> _Dataset_:
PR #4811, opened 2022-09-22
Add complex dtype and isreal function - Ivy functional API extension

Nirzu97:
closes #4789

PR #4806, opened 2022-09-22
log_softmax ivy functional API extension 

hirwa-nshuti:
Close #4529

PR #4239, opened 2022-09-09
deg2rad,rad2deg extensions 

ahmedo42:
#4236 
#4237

* * *

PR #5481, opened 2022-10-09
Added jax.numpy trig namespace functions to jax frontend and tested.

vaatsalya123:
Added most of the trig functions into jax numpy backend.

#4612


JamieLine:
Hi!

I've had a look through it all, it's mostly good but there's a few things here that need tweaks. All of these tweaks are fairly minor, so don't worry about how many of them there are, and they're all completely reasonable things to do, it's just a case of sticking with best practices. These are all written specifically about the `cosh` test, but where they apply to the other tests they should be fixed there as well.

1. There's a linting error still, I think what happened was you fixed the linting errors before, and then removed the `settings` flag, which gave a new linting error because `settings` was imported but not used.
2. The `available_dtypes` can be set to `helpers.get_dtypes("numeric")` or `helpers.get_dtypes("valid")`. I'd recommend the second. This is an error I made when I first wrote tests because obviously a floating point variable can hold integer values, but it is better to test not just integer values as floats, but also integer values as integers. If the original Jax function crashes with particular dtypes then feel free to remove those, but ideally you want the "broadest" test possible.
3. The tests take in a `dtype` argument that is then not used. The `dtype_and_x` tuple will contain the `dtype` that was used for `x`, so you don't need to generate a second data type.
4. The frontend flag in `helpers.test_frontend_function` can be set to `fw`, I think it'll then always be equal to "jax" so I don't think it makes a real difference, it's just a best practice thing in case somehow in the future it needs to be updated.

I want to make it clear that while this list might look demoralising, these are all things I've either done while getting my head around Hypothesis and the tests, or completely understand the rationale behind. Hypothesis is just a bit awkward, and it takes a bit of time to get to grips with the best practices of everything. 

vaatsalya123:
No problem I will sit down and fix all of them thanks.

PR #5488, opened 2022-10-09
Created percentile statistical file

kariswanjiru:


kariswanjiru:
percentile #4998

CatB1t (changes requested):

--

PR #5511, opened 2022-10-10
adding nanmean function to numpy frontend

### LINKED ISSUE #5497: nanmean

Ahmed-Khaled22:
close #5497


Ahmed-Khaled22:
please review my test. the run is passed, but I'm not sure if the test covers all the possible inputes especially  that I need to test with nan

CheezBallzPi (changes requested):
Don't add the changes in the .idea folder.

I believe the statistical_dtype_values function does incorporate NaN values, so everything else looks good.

> _Task brief_: Find "them" in the data above. Report each line where it appears.

> _Answer section_:
I've had a look through it all, it's mostly good but there's a few things here that need tweaks. All of these tweaks are fairly minor, so don't worry about how many of them there are, and they're all completely reasonable things to do, it's just a case of sticking with best practices. These are all written specifically about the `cosh` test, but where they apply to the other tests they should be fixed there as well.
No problem I will sit down and fix all of them thanks.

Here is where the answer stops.